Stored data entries
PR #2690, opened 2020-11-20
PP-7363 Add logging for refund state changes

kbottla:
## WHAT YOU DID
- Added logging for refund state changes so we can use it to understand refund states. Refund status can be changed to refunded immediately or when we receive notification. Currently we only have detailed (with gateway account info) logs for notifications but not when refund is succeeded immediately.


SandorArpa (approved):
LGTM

- **TASK TO CARRY OUT**
From the data, collect all lines where the string "logging" appears.

- **SOLUTION TO THIS EXERCISE**
PP-7363 Add logging for refund state changes
- Added logging for refund state changes so we can use it to understand refund states. Refund status can be changed to refunded immediately or when we receive notification. Currently we only have detailed (with gateway account info) logs for notifications but not when refund is succeeded immediately.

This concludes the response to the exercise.